# Macodes petola



## PLD (Dec 23, 2007)

Hi there, i think maybe you coud help me, so here is my prob .

I have a Macodes petola in one of my vivs. She fits perfect in the viv, she sits in a mix of half shadow and half sunny, in the viv is good temp. and good humi. i thought all is perfect, but last week i saw she is getting some lightbrown leafs and rolls it, but she keep getting new leafs and is growing too . i dont understand it, i have some pics too but they are not very good , so may someone can help me .

bb

























thats what the leafs look like when they dead.


----------



## naja_naja (Sep 8, 2006)

since it is growing new leaves its perfectly fine the leaves die off occasionally thats the way its gunna be


----------



## AlexD (Sep 19, 2007)

I have the same problem with Ludisias. I think it is partly caused by the stale air in a viv, but they usually pull out of it.


----------



## fishmommy (Dec 23, 2006)

some die-off of old leaves is normal.
if it gets excessive or starts in on young leaves then you need to revisit your substrate and moisture levels. It doesn't seem to like dense substrate nor too much moisture for too long.

I have found that this jewel will grow fine in soil or coir for a while, but eventually starts to melt. Solution at that point is to switch to a loose sphagnum substrate, with the orchid stems/runners on top as opposed to buried.
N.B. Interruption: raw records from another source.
PR #4309, opened 2020-12-15
Removed redundant ChangingDatabasesByForksTest

grzesiek2010:
Just reviewed implemented changes.

`ChangingDatabasesByForksTest` is sometimes failing on firebase as you have probably noticed. Since we migrated to scoped storage and we no longer share the same directory (and databases) with forks this test is redundant because other apps can't use and edit our databases.

It doesn't require testing.

No.

No.


grzesiek2010:
@lognaturel 
we could also get rid of:
https://github.com/getodk/collect/blob/022d8dcabf3940cc5978fb308b66d6955d59bea9/collect_app/src/main/java/org/odk/collect/android/database/FormsDatabaseHelper.java#L94

or maybe you would like to keep it just in case (i don't know what case exactly :smile:)?

lognaturel:
> we could also get rid of

I think we should as well as the corresponding `instance` method. But how about we do that at the beginning of v1.30 so it has a bit to get exercised? I think it's right that the only way the databases would be out of date would be if a fork touched them but it feels like there's a tiny bit of risk there.

grzesiek2010:
> I think we should as well as the corresponding instance method. But how about we do that at the beginning of v1.30 so it has a bit to get exercised?

I agree let's wait with this pr. I removed those redundant checks and added some refactoring as well.

collect_app/src/androidTest/java/org/odk/collect/android/instrumented/database/helpers/InstancesDatabaseHelperTest.java
```diff
@@ -29,7 +31,7 @@
 @RunWith(Parameterized.class)
 @Ignore("`Parameterized` causes problems for Firebase sharding. Probably need to replace this at JUnit level")
 public class InstancesDatabaseHelperTest extends SqlLiteHelperTest {
```
seadowg, line 36: It looks like these tests all fail. Should we rework or delete (if we don't need them) as part of this?

seadowg (changes requested):
Looks great! Just a question really about what to do with the ignored tests.

collect_app/src/androidTest/java/org/odk/collect/android/instrumented/database/helpers/InstancesDatabaseHelperTest.java
grzesiek2010: I think it would be good to have such tests that confirm that upgrading/downgrading databases work well so I would keep it.

seadowg: Totally agree that we want that coverage. With forms, it seems we have that covered in `FormDatabaseMigratorTest` so we could add a similar test for instances and remove this one (so replace the instrumented test with a Robolectric test). That said this PR definitely offers a bunch of good stuff, so we could just create an issue for that?

grzesiek2010: Yeah I agree.

seadowg (approved):

seadowg:

I think it'd be good to check upgrading and downgrading still as our core testing around that (for instances) is ignored at the moment.

mmarciniak90:
**Tested with success**

Verified cases:
- upgrade from v1.27 to version with PR
- upgrade from v1.28 to version with PR
- downgrade from version with PR to v1.27 - v1.27 refers to /odk directory and data from 1.29 are not available. I don't think this is a big deal because downgrading is not possible for the end user.
- downgrade from version with PR to v1.28
- settings are not restored to default
- bunch of files like forms, instances, layers available on device during each upgrade/downgrade

Manually generated apks were used to test because downgrade is not possible for released versions and upgrade is possible only if apks are signed by the same key

kkrawczyk123:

that's been my experience, but I am NOT expert


----------



## PLD (Dec 23, 2007)

i got it in potting soil and i think its good grown. The first 2 months since i planted it in it werent gorw. Then it starts like a rocket , but all my old leafs started to die off at the same time but new ones keep coming.

So you think i shoud plant it in sphagnum moss ?


----------



## KeroKero (Jun 13, 2004)

All my jewel orchids are on sphagnum moss, with stems sitting on top of the moss and letting the plant send its roots down. Stems in the moss usually end up rotting out leaving me with leaves with the good stem sections no longer in touch with the substrate... sitting these sections on top of sphagnum moss usually allows them to root and recover. My Macodes petola has done this repeatidly since I got it as it's stems were buried in the moss pretty deep and it rotted out every stem in the moss.

That isn't to say that's the only substrate they will grow on, they will grow ON many different substrates, as long as its not wet, and you sit the stem on top of the soil and let it root. Many jewel orchids are ramblers.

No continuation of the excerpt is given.